The Knoefel case, together with Butterfield v. Snellenburg, 231 Pa., 88, 79 Atl., 980, sustain the principle announced in the following text:
“Except in some jurisdictions, evidence that a harmless drug was called for and that by mistake a harmful drug was furnished is sufficient to establish a prima facie case of negligence.” 19 Corpus Juris, 785.
It is clear that the principle res ipsa loquitur should be applied in cases of this character. The druggist has the sole control of the drugs which he offers for sale, both harmful and harmless. His *350relation to the community is such that there is an obligation cast upon him to see that no harmful or poisonous drug shall be delivered to a customer when a harmless one is asked for; proof of a mistake or inadvertence upon the part of the druggist furnishes an inference sufficient to establish a prima facie case. It raises a presumption of negligence which entitles the customer to recover unless that presumption is rebutted. (Cincinnati Traction Co. v. Hjolzenkamp, 74 Ohio St., 379, 78 N. E., 529, 6 L. R. A. [N. S.], 800, 113 Am. St. Rep., 980.) Were the rule otherwise, plaintiffs in error could not find support in Brown v. Marshall, supra, for the reason that in the case at bar the trial court did, in fact, charge the jury that negligence was necessary to be proved. He was neither requested nor did he charge that a prima facie case of negligence was made if the defendants sold or delivered to the plaintiff an injurious drug instead of a harmless one asked for.
Davis v. Guarnieri, 45 Ohio St., 470, 15 N. E., 350, 4 Am. St. Rep., 548, supports the principle here announced, although the sale by the druggist in that ease was a poison which had not been labeled in compliance with the statute. In its opinion, on page 493, the court said that the jury were amply justified in finding by their general verdict that the plaintiff “called at the drug store of the defendant for a harmless medicine; that the agent of the defendant carelessly sold him a poisonous drug without informing himself by whom or for what it was intended to be used; that the purchaser, supposing it to be what he had called for, administered it to his wife who took it in the belief that it was the *351harmless medicine, and instantly died from its effects.” With this situation in mind, the opinion on page 492 of 45 Ohio St., on page 361 of 15 N. E. (4 Am.
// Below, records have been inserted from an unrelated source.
PR #5683, opened 2023-03-15
clarify options example file names

mjunder:
The current document doesn't explictly state what to name the example HTML or JS files, or where to place them. A reader coming from the [Development Basics](https://developer.chrome.com/docs/extensions/mv3/getstarted/development-basics/#structure) page might assume that script files should go into a "scripts" directory, or might simply name the files incorrectly. This change clarifies the naming and file placement, without altering the example file code.

### DIFF
--- a/site/en/docs/extensions/mv3/options/index.md
+++ b/site/en/docs/extensions/mv3/options/index.md
@@ -43,7 +43,7 @@ alt="Context Menu Options page", width="357", height="222" %}
 
 ## Write the options page {: #write_page }
 
-Below is an example options page.
+Below is an example options page. Save it as `options.html` in your extension's root folder.
 
 ```html
 <!DOCTYPE html>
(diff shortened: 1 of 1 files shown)


site/en/docs/extensions/mv3/options/index.md
```diff
@@ -72,7 +72,7 @@ Favorite color:
 </html>
 ```
 
-Save a user's preferred options across devices by using the [storage.sync][1] API.
+Below is an example options script. Save it as `options.js` in the same folder as `options.html`. It lets you save a user's preferred options across devices by using the [storage.sync][1] API.
```
AmySteam, line 75:
```suggestion
Below is an example options script. Save it as `options.js` in the same folder as `options.html`. This saves the user's preferred options across devices using the [storage.sync][1] API.
```

AmySteam (changes requested):
Thanks for this PR @mjunder! LGTM 👍 🙂 

Just requesting a minor tweak.

AmySteam (approved):

PR #5695, opened 2023-03-15
Add link to migration guide

jpmedley:
Link to new migration guide.


jpmedley:
@AmySteam, what do you think?

AmySteam (approved):
@jpmedley Good idea! 💯

PR #5702, opened 2023-03-16
Update web_accessible_resources index.md

HotariTobu:
According to

https://developer.chrome.com/docs/extensions/mv3/manifest/web_accessible_resources/

`web_accessible_resources`'s `matches` is:

> An array of strings, each containing a match pattern that specifies which sites can access this set of resources. Only the origin is used to match URLs. Origins include subdomain matching. Paths are ignored.

However, the description on the site differs from the actual behavior of Chrome so I adjusted to it.


oliverdunk (approved):
LGTM 👍 . Arguably we should clarify that only `/*` is supported, but I think this is better than what we had.

PR #5716, opened 2023-03-17
[Launch handler article] Update article now that the API has shipped

### LINKED ISSUE #5710: [launch-handler] Article suggests feature is feature-detectable when it isn't
In https://developer.chrome.com/docs/web-platform/launch-handler/#is-the-launch-handler-api-supported, there is a snippet of code that detects whether the launch handler API is supported:

```js
if ('launchQueue' in window && 'targetURL' in LaunchParams.prototype) {
  // The Launch Handler API is supported.
}
```

However, this is only detecting the existence of `launchQueue`, which may be available on browsers that don't support the Launch Handler API (e.g. it's also used by File Handlers). Notably, Launch Handler is only available on ChromeOS whereas all Chromium browsers expose `launchQueue` (so actually, this snippet incorrectly returns true for the majority of users).

Launch handler is not actually feature detectable. As a manifest feature, it's not something developers can detect ahead of time, you just set it in your manifest and if it works, it works.

**Suggestion**: Remove this section (do not imply that Launch Handler is feature-detectable), but incorporate the null checks into the usage code snippet, as best practice in case the APIs don't exist:

```js
if ('launchQueue' in window) {
  launchQueue.setConsumer((launchParams) => {
    if (launchParams.targetURL) {
      const songID = extractSongId(launchParams.targetURL);
      if (songID) {
        playSong(songID);
      }
    }
  });
}
```

tomayac:
Fixes #5710

- Remove OT leftovers.
- Slight restructuring.
- Add spec link.

### DIFF
--- a/site/en/docs/web-platform/launch-handler/index.md
+++ b/site/en/docs/web-platform/launch-handler/index.md
@@ -7,7 +7,7 @@ description: >
 subhead: >
   Control how your app is launched.
 date: 2021-12-14
-updated: 2022-08-04
+updated: 2023-03-17
 authors:
   - thomassteiner
 ---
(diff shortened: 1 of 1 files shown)


tomayac:
FYI @mgiuca. Thanks for the ping about this.

rachelandrew (approved):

St. Rep., 548), states:
“It is not a sound proposition to say that a dealer in drugs, having in stock, and for sale, deadly poisons, owes no duty to persons who do not deal directly with him in relation to them. The public safety and security against the fatal consequences of negligence in keeping, handling and disposing of such dangerous drugs, is a consideration to which no dealer can safely close his eyes.”
It is evident from the report of the Guarnieri ease that the judgment was not predicated either upon the fact that the sale was of a poisonous drug or that the word “poison” was not labeled on the bottle. In the latter connection the court simply held that proof could be tendered on the fact that the bottle was not labeled as required by statute.
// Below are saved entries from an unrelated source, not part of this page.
PR #5719, opened 2023-03-17
Correct typo in "flags"

rowan-m:
Minuscule change.


heyawhite (approved):
"flahs" sounds better, but I guess you're right.

rowan-m:
_I was Josh Safdie’s muse when he wrote Uncuh Jahmz_

PR #5750, opened 2023-03-21
Add examples to printing APIs.

jpmedley:
Fixes #SOME_ISSUE_NUMBER

-
-
-

### DIFF
--- a/site/en/docs/extensions/reference/printing/index.md
+++ b/site/en/docs/extensions/reference/printing/index.md
@@ -62,18 +62,20 @@ console.log(`Default printer: ${defaultPrinter.name}.\n\t${defaultPrinter.descri
 ### submitJob()
 
 The `submitJob()` method requires three things.
+
 * A `ticket` structure specifying which capabilities of the printer are to be used. If the user needs to select from available capabilities, you can retrieve them for a specific printer using `getPrinterInfo()`.
 * A `SubmitJobRequest` structure, which specifies the printer to use, and the file or date to print. This structure contains a reference to the `ticket` structure.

We are of the opinion that, while there was no error in the charge of the trial court in submitting the question of negligence to the jury, the court could well have charged, if the proof warranted it, that the sale and delivery of a harmful drug to a customer, in lieu of a harmless one called for, would constitute negligence prima facie, which, unless rebutted, would entitle the plaintiff to recover. The judgment of the Com’f Appeals is affirmed.
Judgment affirmed.
Marshall, C. J., Wanamaker, Robinson, Matthias, Day and Allen, JJ., concur.